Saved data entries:

+---+

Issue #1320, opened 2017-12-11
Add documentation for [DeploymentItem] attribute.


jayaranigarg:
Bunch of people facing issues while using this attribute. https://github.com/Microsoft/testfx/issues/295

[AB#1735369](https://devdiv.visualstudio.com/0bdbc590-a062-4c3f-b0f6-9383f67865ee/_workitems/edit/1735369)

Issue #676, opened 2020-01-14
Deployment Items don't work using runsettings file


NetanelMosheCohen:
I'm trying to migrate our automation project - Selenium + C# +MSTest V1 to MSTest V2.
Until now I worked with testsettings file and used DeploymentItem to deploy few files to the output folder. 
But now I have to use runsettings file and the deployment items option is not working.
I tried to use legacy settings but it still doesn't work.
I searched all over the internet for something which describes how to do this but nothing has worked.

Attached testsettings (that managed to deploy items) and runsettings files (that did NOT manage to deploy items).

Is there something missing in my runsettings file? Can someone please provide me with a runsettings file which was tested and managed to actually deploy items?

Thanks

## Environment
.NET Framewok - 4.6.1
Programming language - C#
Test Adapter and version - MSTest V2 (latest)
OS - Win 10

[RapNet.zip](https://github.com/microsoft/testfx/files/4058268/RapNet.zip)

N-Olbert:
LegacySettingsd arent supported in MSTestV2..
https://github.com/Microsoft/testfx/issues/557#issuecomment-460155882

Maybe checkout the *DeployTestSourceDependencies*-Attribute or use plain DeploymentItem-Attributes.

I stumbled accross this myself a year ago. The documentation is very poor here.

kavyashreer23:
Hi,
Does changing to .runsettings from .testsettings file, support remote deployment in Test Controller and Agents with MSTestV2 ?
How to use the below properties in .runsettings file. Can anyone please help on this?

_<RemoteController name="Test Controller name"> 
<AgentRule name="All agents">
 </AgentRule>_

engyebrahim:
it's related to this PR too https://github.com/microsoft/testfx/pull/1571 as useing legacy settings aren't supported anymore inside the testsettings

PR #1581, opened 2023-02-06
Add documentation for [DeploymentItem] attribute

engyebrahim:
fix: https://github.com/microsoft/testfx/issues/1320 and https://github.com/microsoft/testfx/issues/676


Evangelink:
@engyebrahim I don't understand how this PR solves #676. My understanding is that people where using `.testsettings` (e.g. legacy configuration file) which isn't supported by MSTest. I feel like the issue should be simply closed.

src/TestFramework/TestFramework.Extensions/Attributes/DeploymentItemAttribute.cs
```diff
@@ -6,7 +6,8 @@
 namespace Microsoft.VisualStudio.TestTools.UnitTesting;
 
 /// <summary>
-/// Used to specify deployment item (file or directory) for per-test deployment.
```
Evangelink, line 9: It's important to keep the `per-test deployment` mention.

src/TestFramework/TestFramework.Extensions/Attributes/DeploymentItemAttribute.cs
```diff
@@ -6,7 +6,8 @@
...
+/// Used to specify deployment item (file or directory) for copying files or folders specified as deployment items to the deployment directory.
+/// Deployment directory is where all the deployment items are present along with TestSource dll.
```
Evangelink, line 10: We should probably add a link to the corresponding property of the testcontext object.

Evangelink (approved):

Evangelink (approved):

+---+

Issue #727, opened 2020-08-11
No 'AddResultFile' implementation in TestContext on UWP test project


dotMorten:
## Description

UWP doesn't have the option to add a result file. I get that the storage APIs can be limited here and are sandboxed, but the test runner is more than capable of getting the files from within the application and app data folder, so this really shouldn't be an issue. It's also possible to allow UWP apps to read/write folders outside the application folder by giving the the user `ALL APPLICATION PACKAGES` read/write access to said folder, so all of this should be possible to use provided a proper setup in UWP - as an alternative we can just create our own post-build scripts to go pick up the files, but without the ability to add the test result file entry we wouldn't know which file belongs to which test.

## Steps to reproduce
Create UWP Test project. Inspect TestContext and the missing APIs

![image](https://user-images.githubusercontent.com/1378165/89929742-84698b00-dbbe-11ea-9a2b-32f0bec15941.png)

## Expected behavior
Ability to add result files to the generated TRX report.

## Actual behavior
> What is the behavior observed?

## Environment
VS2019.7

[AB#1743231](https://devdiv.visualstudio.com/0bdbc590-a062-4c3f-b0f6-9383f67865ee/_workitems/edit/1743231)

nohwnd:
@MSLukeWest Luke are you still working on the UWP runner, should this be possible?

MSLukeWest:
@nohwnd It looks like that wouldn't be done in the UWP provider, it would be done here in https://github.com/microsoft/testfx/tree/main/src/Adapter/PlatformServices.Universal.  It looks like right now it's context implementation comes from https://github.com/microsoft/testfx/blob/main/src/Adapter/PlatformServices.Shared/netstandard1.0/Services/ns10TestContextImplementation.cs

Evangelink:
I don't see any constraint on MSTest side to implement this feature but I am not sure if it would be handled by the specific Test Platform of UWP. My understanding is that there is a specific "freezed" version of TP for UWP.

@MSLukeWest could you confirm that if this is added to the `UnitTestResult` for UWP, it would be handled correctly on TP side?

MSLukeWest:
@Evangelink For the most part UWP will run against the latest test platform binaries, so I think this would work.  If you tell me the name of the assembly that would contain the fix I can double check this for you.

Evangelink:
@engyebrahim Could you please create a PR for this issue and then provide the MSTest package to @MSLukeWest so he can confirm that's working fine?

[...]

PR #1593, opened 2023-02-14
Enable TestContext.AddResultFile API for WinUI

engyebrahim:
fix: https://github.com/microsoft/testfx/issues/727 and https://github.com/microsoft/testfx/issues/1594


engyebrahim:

+---+

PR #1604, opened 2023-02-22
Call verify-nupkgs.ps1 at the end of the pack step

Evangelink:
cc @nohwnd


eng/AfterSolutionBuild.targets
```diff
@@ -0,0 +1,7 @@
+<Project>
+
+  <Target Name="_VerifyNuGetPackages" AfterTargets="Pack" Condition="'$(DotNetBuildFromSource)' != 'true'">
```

+---+

WHAT IS EXPECTED: What is the number of lines in the data holding the word "folders"? Reply with that number only.

RESPONSE FOR THIS EXERCISE: 2